Excerpted data —
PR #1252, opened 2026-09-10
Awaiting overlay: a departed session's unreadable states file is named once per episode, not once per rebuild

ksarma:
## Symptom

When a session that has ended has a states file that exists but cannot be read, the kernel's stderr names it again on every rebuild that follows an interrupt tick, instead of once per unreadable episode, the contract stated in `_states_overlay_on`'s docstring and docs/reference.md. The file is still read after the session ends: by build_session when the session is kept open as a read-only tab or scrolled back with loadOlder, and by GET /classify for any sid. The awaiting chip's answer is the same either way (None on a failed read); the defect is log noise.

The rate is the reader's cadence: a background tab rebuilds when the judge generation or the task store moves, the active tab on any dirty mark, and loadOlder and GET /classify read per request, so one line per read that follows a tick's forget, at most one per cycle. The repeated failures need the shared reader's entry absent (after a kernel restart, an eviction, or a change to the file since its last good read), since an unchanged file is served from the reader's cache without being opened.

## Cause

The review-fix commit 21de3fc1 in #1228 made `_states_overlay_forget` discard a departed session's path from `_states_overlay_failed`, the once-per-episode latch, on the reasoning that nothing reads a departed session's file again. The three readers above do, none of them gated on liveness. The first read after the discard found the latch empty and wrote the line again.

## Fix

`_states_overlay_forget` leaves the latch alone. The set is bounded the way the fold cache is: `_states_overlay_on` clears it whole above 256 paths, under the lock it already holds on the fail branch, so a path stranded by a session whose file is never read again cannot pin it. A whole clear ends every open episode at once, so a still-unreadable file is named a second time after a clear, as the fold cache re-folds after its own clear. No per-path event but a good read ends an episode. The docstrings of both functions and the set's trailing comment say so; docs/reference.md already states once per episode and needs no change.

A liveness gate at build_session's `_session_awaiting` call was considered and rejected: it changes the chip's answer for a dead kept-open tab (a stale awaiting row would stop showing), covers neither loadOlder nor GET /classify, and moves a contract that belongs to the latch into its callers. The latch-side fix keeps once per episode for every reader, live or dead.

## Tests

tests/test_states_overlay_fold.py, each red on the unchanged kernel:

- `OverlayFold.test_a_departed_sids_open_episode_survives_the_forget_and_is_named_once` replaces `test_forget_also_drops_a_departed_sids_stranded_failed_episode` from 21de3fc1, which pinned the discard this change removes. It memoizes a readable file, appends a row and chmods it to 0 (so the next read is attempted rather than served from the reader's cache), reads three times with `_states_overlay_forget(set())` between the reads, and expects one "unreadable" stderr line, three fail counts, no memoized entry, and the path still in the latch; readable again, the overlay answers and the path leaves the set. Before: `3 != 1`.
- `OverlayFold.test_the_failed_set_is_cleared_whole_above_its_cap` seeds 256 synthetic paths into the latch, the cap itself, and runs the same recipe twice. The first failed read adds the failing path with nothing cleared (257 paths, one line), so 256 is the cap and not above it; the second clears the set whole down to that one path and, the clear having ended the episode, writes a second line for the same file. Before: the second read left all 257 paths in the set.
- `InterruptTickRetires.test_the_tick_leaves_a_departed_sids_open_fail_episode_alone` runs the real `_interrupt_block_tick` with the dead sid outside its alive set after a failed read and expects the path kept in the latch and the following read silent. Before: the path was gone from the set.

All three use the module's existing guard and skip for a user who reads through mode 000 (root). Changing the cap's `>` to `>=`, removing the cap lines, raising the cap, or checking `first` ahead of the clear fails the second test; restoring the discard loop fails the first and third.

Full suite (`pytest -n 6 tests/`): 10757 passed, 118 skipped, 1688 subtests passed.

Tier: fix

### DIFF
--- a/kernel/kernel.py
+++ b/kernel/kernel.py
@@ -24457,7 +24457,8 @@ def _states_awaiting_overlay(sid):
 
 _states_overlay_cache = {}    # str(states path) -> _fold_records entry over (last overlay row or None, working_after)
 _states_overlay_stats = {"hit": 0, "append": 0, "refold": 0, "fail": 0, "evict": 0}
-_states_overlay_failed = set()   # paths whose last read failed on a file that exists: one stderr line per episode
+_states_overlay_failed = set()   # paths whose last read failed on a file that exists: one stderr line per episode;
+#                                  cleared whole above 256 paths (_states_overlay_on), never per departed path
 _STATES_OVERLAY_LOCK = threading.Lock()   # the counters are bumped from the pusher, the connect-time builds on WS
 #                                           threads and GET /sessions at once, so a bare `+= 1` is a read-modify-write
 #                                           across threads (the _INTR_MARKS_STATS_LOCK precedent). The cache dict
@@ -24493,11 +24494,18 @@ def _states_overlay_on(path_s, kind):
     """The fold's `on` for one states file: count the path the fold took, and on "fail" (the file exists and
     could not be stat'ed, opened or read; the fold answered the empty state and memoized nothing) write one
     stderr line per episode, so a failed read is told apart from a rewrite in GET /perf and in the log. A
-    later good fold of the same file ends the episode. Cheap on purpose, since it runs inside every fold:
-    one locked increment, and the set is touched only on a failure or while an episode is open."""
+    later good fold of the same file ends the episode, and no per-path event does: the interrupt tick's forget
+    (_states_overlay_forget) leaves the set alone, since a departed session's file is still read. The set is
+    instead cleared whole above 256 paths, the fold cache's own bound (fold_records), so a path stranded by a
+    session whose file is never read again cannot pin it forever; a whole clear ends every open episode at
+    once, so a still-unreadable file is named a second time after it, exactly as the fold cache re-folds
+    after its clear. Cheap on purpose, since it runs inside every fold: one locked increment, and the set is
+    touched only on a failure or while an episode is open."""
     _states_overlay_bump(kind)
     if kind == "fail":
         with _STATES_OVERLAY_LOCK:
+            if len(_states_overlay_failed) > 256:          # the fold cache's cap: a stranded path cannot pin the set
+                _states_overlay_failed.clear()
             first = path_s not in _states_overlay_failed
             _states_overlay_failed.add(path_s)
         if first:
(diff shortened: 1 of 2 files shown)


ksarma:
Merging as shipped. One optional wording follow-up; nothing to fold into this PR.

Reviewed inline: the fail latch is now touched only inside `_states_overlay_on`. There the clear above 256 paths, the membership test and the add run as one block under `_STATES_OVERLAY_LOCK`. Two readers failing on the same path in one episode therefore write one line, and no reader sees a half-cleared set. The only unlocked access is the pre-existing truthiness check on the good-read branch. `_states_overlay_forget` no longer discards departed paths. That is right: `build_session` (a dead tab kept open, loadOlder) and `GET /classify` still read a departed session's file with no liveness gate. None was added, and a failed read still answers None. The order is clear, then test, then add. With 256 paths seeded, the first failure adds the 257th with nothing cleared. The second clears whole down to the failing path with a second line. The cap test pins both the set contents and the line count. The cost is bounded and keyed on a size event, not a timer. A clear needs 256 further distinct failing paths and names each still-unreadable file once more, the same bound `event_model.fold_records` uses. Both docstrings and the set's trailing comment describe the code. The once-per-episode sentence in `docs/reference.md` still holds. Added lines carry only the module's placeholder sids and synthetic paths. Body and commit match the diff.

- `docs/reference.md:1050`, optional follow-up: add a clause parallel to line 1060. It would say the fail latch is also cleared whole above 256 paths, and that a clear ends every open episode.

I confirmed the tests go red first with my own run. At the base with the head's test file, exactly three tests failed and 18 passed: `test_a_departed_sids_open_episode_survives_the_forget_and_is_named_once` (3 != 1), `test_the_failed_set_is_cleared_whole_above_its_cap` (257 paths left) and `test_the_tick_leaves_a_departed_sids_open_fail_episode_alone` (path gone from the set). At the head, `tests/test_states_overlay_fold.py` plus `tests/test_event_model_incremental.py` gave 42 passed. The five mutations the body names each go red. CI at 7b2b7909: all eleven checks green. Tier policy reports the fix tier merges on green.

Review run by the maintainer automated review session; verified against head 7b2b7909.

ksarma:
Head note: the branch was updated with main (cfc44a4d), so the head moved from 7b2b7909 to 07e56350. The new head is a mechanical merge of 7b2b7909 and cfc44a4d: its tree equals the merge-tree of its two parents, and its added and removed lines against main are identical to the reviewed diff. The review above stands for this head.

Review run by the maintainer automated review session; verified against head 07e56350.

Task directions — Find the string "contract" in the entries above and return each line that holds it.

Final answer —
When a session that has ended has a states file that exists but cannot be read, the kernel's stderr names it again on every rebuild that follows an interrupt tick, instead of once per unreadable episode, the contract stated in `_states_overlay_on`'s docstring and docs/reference.md. The file is still read after the session ends: by build_session when the session is kept open as a read-only tab or scrolled back with loadOlder, and by GET /classify for any sid. The awaiting chip's answer is the same either way (None on a failed read); the defect is log noise.
A liveness gate at build_session's `_session_awaiting` call was considered and rejected: it changes the chip's answer for a dead kept-open tab (a stale awaiting row would stop showing), covers neither loadOlder nor GET /classify, and moves a contract that belongs to the latch into its callers. The latch-side fix keeps once per episode for every reader, live or dead.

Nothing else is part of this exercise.